Here's how artists and performers discuss prosperity in Hyderabad's creative offerings 

Stand-up comedians, musicians and theatre artists chat about how the city’s cultural space is ever-growing
Art of Anil Thambai
Art of Anil Thambai

In Hyderabad, music, theatre and comedy performances seem to be on the upswing. City residents are as excited as ever about this revival. Cultural spaces have also played a consequential part in this reawakening by supporting rising artists. Post lockdown, people are starting to find more meaning in the arts by physically visiting a gallery or any creative space to spend hours looking at and appreciating it further. We have talked to musicians, theatre professionals, and stand-up comedians who have expressed their perspectives ahead of the chock-a-block calendar of events this month.

One recent ongoing exhibition, Brush Mark On Architecture which opened on October 5 at Dhi Artspace in Ameerpet, celebrates the zest of life and the spirit of travel using abstract architecture. This group show, continuing till November 12, depicts the work of seven modern Indian artists who explore how architecture inspires art. In the display, the universal vocabulary of design is used to express many languages of creation, ranging between fledgling artists and experts, spanning various mediums, and techniques, and derived from far-off places.

Each artist, who emerges from the same specialisation of architecture, uses their visual dynamics to traverse size, proportion, light, and time. We came upon Anil Thambai, who paints a cloud of perspectives, spatial geometry, and arabesques on hemp paper using graphite. Anil notes that Hyderabad has always had a rich history of art and culture, which piqued his curiosity.

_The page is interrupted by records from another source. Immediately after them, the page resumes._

PR #199, opened 2025-02-18
IMS TM Manager (#2148)

ideeley:
Initial drop of the new IMS TM Manager. This contains what should be the final product code (subject to review and/or defects), build updates, and the first batch of JUnits.

Code is heavily based on the CICS TM Manager  - I basically just copied everything and then modified it. In many cases, this was just doing change/replace on "CICS"->"IMS", "TS"->"TM", "Region"->"System" (matching case), but there was also a lot of deletions. And the system logon code is very different.

There are multiple commits in this PR, and it should be easier to review the code in the order they were committed.

Matching issue [here](https://github.com/galasa-dev/projectmanagement/issues/2148)


modules/managers/galasa-managers-parent/galasa-managers-imstm-parent/dev.galasa.imstm.manager.ivt/build.gradle
```diff
@@ -0,0 +1,29 @@
...
+
+// Note: These values are consumed by the parent build process
+// They indicate which packages of functionality this OSGi bundle should be delivered inside,
+// or referenced from.
+// The settings here are gathered together by the build process to create a release.yaml file 
+// which gathers-up all the packaging metadata about all the OSGi bundles in this component.
+ext.projectName=project.name
+ext.includeInOBR          = true
+ext.includeInMVP          = true
+ext.includeInBOM          = false
```
techcobweb, line 23: You probably do want to include it in the BOM

modules/managers/galasa-managers-parent/galasa-managers-imstm-parent/dev.galasa.imstm.manager/src/main/java/dev/galasa/imstm/ImsTerminal.java
```diff
@@ -0,0 +1,46 @@
...
+import java.lang.annotation.Retention;
+import java.lang.annotation.RetentionPolicy;
+import java.lang.annotation.Target;
+
+import dev.galasa.framework.spi.ValidAnnotatedFields;
+
+/**
+ * A zOS 3270 Terminal for use with an IMS TM System that has access to the default IMS screens
+ * 
+ * <p>
```
techcobweb: FYI: These <p> markers do nothing if you already left a blank line. A blank line in Javadoc is treated as a new paragraph.

modules/managers/galasa-managers-parent/galasa-managers-imstm-parent/dev.galasa.imstm.manager/src/main/java/dev/galasa/imstm/ImsTerminal.java
```diff
@@ -0,0 +1,46 @@
...
+ *
+ */
+@Retention(RetentionPolicy.RUNTIME)
+@Target({ ElementType.FIELD })
+@ImstmManagerField
+@ValidAnnotatedFields({ IImsTerminal.class })
+public @interface ImsTerminal {
+
+    /**
+     * The tag of the IMS system terminal is to be associated with
```
techcobweb: Documenting that the default is "PRIMARY" may help anyone reading the javadoc.
Same for the other properties.

modules/managers/galasa-managers-parent/galasa-managers-imstm-parent/dev.galasa.imstm.manager/src/main/java/dev/galasa/imstm/ImsTerminal.java
```diff
@@ -0,0 +1,46 @@
...
+     */
+    String imsTag() default "PRIMARY";
+    
+    /**
+     * The IMS TM Manager will automatically connect the terminal to the IMS TM System when ever it starts
```
techcobweb: "whenever" is one word.

modules/managers/galasa-managers-parent/galasa-managers-imstm-parent/dev.galasa.imstm.manager/src/main/java/dev/galasa/imstm/ImstmManagerField.java
```diff
@@ -0,0 +1,24 @@
...
+import java.lang.annotation.Retention;
+import java.lang.annotation.RetentionPolicy;
+import java.lang.annotation.Target;
+
+/**
+ * Used to annotate annotations that are to be used for Test Class fields. To be
+ * populated by the Manager.
+ *
+ *  
+ *
```
techcobweb: Any reason you leave a ton of space in the first javadoc comment ?
I see that elsewhere also. Wondered why.

modules/managers/galasa-managers-parent/galasa-managers-imstm-parent/dev.galasa.imstm.manager/src/main/java/dev/galasa/imstm/ImstmManagerField.java
```diff
@@ -0,0 +1,24 @@
...
+ */
+package dev.galasa.imstm;
+
+import java.lang.annotation.ElementType;
+import java.lang.annotation.Retention;
+import java.lang.annotation.RetentionPolicy;
+import java.lang.annotation.Target;
+
+/**
+ * Used to annotate annotations that are to be used for Test Class fields. To be
```
techcobweb: I don't understand what this means. Could you describe in more detail pls ?

modules/managers/galasa-managers-parent/galasa-managers-imstm-parent/dev.galasa.imstm.manager/src/main/java/dev/galasa/imstm/internal/ImstmDefaultLogonProvider.java
```diff
@@ -0,0 +1,133 @@
...
+            imsTerminal.waitForTextInField(initialText);
+        } catch (Exception e) {
+            throw new ImstmManagerException(
+                    "Unable to logon to IMS, initial screen does not contain '" + initialText + "'");
+        }
+    }
+
+    private void waitForSignonScreen(IImsTerminal imsTerminal) throws ImstmManagerException {
+        try {
+            imsTerminal.waitForTextInField("DFS3649A");
```
techcobweb: Is this always the same value ? Making it a constant may help explain what it's for rather than a literal.

modules/managers/galasa-managers-parent/galasa-managers-imstm-parent/dev.galasa.imstm.manager/src/main/java/dev/galasa/imstm/internal/ImstmDefaultLogonProvider.java
```diff
@@ -0,0 +1,133 @@
...
+        } catch (Exception e) {
+            throw new ImstmManagerException("Unable to wait for the initial IMS screen, looking for 'DFS3649I'",
```
techcobweb: The code waits for "DFS3649A" and if not found says it's looking for 'DFS3649I' ? Use a constant and reference it twice ?

techcobweb: Surprised this isn't configurable too, but I know little about IMS

modules/managers/galasa-managers-parent/galasa-managers-imstm-parent/dev.galasa.imstm.manager/src/main/java/dev/galasa/imstm/internal/ImstmDefaultLogonProvider.java
```diff
@@ -0,0 +1,133 @@
...
+                    e);
+        }
+    }
+
+    private void waitForSignedOnText(IImsTerminal imsTerminal) throws ImstmManagerException {
+
+        String[] pass = { "DFS3650I" };
+        String[] fail = { "REJECTED" };  // Any signon failure will give us DFS3649A again, with REJECTED and a reason code.
```
techcobweb: Can it be a foreign language, non-english ? Is it translated ever ?

modules/managers/galasa-managers-parent/galasa-managers-imstm-parent/dev.galasa.imstm.manager/src/main/java/dev/galasa/imstm/internal/ImstmDefaultLogonProvider.java
```diff
@@ -0,0 +1,133 @@
...
+            imsTerminal.waitForTextInField("DFS3649A");
+        } catch (Exception e) {
+            throw new ImstmManagerException("Unable to wait for the initial IMS screen, looking for 'DFS3649I'",
+                    e);
+        }
+    }
+
+    private void waitForSignedOnText(IImsTerminal imsTerminal) throws ImstmManagerException {
+
+        String[] pass = { "DFS3650I" };
```
techcobweb: Again, constants would be good rather than literals.

modules/managers/galasa-managers-parent/galasa-managers-imstm-parent/dev.galasa.imstm.manager/src/main/java/dev/galasa/imstm/internal/ImstmDefaultLogonProvider.java
```diff
@@ -0,0 +1,133 @@
...
+        String[] fail = { "REJECTED" };  // Any signon failure will give us DFS3649A again, with REJECTED and a reason code.
+                                         // However, we can't search for DFS3649A as it's already on the screen.
+
+        try {
+            imsTerminal.waitForTextInField(pass, fail);
+        } catch (Exception e) {
+            throw new ImstmManagerException("Unable to sign on, looking for '" + String.join("', '", pass) + "'",
```
techcobweb: Don't understand why you are using String.join here... pass is a 1-element array, you could use pass[0] instead ?

Use `MessageFormat.format("Unable to sign on, looking for ''{0}''",pass[0]);` instead ?

techcobweb: Does the error get logged ? Might be good to log the exception prior to throwing it, or get the exception constructor to log ?

modules/managers/galasa-managers-parent/galasa-managers-imstm-parent/dev.galasa.imstm.manager/src/main/java/dev/galasa/imstm/internal/ImstmManagerImpl.java
```diff
@@ -0,0 +1,360 @@
...
+import dev.galasa.textscan.spi.ITextScannerManagerSpi;
+import dev.galasa.zos.spi.IZosManagerSpi;
+import dev.galasa.zos3270.TerminalInterruptedException;
+
+@Component(service = { IManager.class })
+public class ImstmManagerImpl extends AbstractManager implements IImstmManagerSpi {
+    protected static final String NAMESPACE = "imstm";
+
+    private static final Log logger = LogFactory.getLog(ImstmManagerImpl.class);
+    private boolean required;
```
techcobweb: Better to call booleans isRequired. More standard for Java.
Also, what is required ? Something in the name of the variable to say what is required would be helpful.

modules/managers/galasa-managers-parent/galasa-managers-imstm-parent/dev.galasa.imstm.manager/src/main/java/dev/galasa/imstm/internal/ImstmManagerImpl.java
```diff
@@ -0,0 +1,360 @@
...
+    private IZosManagerSpi zosManager;
+    private ITextScannerManagerSpi textScanner;
+
+    private final HashMap<String, IImsSystemProvisioned> provisionedImsSystems = new HashMap<>();
+
+    private final ArrayList<IImsSystemProvisioner> provisioners = new ArrayList<>();
+    private final ArrayList<ImsTerminalImpl> terminals = new ArrayList<>();
+    private final ArrayList<IImsSystemLogonProvider> logonProviders = new ArrayList<>();
+
+    private String provisionType;
```
techcobweb: What does this mean ? What are the possible values ? would an enum be more appropriate ?

modules/managers/galasa-managers-parent/galasa-managers-imstm-parent/dev.galasa.imstm.manager/src/main/java/dev/galasa/imstm/internal/ImstmManagerImpl.java
```diff
@@ -0,0 +1,360 @@
...
+    
+    @Override
+    public void initialise(@NotNull IFramework framework, @NotNull List<IManager> allManagers,
+            @NotNull List<IManager> activeManagers, @NotNull GalasaTest galasaTest) throws ManagerException {
+        super.initialise(framework, allManagers, activeManagers, galasaTest);
+        // *** Check to see if any of our annotations are present in the test class
```
techcobweb: Why the '***' ? adds to clutter.

modules/managers/galasa-managers-parent/galasa-managers-imstm-parent/dev.galasa.imstm.manager/src/main/java/dev/galasa/imstm/internal/ImstmManagerImpl.java
```diff
@@ -0,0 +1,360 @@
...
+
+    @Override
+    public List<String> extraBundles(@NotNull IFramework framework) throws ManagerException {
+        try {
+            ImstmPropertiesSingleton.setCps(framework.getConfigurationPropertyService(NAMESPACE));
+        } catch (ConfigurationPropertyStoreException e) {
+            throw new ImstmManagerException("Unable to request framework services", e);
+        }
+
+        return ExtraBundles.get();
```
techcobweb, line 116: I personally dislike the use of static methods, would rather it were injected/constructed at the start. But I know that's what you were copying... I realise many of my comments will be critisizing the CICS manager indirectly.

modules/managers/galasa-managers-parent/galasa-managers-imstm-parent/dev.galasa.imstm.manager/src/main/java/dev/galasa/imstm/internal/ImstmManagerImpl.java
```diff
@@ -0,0 +1,360 @@
...
+
+    @Override
+    public void provisionStop() {
+        for (ImsTerminalImpl terminal : this.terminals) {
+            try {
+                terminal.writeRasOutput();
+            	terminal.flushTerminalCache();
+                terminal.disconnect();
+            } catch (TerminalInterruptedException e) { // NOSONAR - wish to hide disconnect errors
+            }
```
techcobweb, line 284: Would be good to log disconnect errors ? Do they happen often ?

modules/managers/galasa-managers-parent/galasa-managers-imstm-parent/dev.galasa.imstm.manager/src/main/java/dev/galasa/imstm/internal/ImstmManagerImpl.java
```diff
@@ -0,0 +1,360 @@
...
+    public void imstmSystemStarted(IImsSystem system) throws ImstmManagerException {
+        // A system has started, so connect everything up
+        
+        // Connect terminals that are associated with the system
+        
+        for(ImsTerminalImpl terminal : terminals) {
+            if (terminal.getImsSystem() == system) {
+                if (terminal.isConnectAtStartup()) {
+                    if (!terminal.connectToImsSystem()) {
+                        throw new ImstmManagerException("Failed to connect terminal to IMS TM system");
```
techcobweb: Won't `connectToImsSystem()` throw an exception if it fails to connect ?

modules/managers/galasa-managers-parent/galasa-managers-imstm-parent/dev.galasa.imstm.manager/src/main/java/dev/galasa/imstm/IImsTerminal.java
```diff
@@ -0,0 +1,20 @@
...
+ */
+package dev.galasa.imstm;
+
+import dev.galasa.zos3270.ITerminal;
+
+public interface IImsTerminal extends ITerminal {
+
+    IImsSystem getImsSystem();
+
+    boolean connectToImsSystem() throws ImstmManagerException;
```
techcobweb: If you tell it to connect, and it fails, why not throw an exception rather than return a boolean ?

modules/managers/galasa-managers-parent/galasa-managers-imstm-parent/dev.galasa.imstm.manager/src/main/java/dev/galasa/imstm/internal/dse/DseImsImpl.java
```diff
@@ -0,0 +1,58 @@
+/*
```
techcobweb, line 1: This class doesn't seem to actually do anything ? Why do we need it ?

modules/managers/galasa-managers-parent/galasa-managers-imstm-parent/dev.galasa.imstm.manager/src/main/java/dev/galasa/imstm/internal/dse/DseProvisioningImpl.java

“I am very fond of the monuments and architecture of Hyderabad. The city has gifted numerous artists, thanks to its culture and fine art institutions. The active galleries, I believe, had played a substantial role in the rise of such artists by introducing them to the new possibilities of the art market,” he says. His method is essentially the mapping of ideology and power in various architectural settings through painting and sculpting. “Hyderabad is a fine city with lots of art lovers, intellectuals and tourists. The mass response has also been a very positive one. It can be further enhanced by making art more democratic; organising more shows and helping people to interact with more and more global works of art,” he adds.

Likewise, when it comes to musical events, Bangaluru’s Crystal Codes, a six-piece band, primarily plays vintage rock, blues, country, and instrumental music. High-energy Rock ’n’ Roll covers from the 1960s to 1980s by musicians like Elvis Presley, Eric Clapton, The Beatles, Chuck Berry, CCR, Steppenwolf, and Pink Floyd. Barry Nixon, the band’s manager and drummer, joined us for a quick chat. According to him, Hyderabad has always been a city with a diverse culture, from indie artists and bands performing live to popular films. He finds it admirable how local bands are supported by bars and other public spaces.

Speaking about their upcoming performance at Hard Rock Café in Hyderabad on October 15 from 7 pm, he adds, “We are paying tribute to stalwarts like The Beatles and Eric Clapton whose music took the whole world by storm.” We cherish stories, whether they are told verbally, on stage, in poetry, or on a canvas. With this in mind, we met Sandeep Tadi, co-founder of Storyboard Productions, an independent production company situated in Hyderabad. With his theatrical adaptation of Tennessee Williams’ A Streetcar Named Desire and other works, Sandeep’s impending play, The Pillowman, an adaptation of British-Irish playwright, Martin McDonagh’s piece of the same title recounts the story of Katurian, a fiction writer living in a police state, who is questioned about the graphic content of his short stories and their resemblance to several bizarre child murders occurring in his town.

We ask Sandeep how Hyderabad’s delight in the arts, music, comedy, theatre and similar things has changed over time. “It has evolved a lot. With many people from different states migrating to Hyderabad, the lookout for theatre has increased. Other than some Telugu theatre groups and some established groups, now there are many new theatre groups run by people from different parts of the country, which is a very good sign,” he says.

The performance will be presented at Rangbhoomi Spaces & Events in Gachibowli and is produced by Preksha Theatre Company and Storyboard Productions. As of now, there are five shows scheduled, including those for October 15, 16, 21, 22, and 23.

The market in Hyderabad has always been strong, especially for stand-up comedy too. Azeem Banatwalla, one of the country’s top stand-up comedians, maintains that he has never had a bad or even mediocre performance here. The crowds simply never need a warm-up because they are invariably enthused. “Hyderabad audiences are among the best, and most giving in the country. I wouldn’t change a thing!” he says. On October 16, Punchliners will host Azeem’s next one-hour performance of Minor Celebrity at Hard Rock Café in Banjara Hills.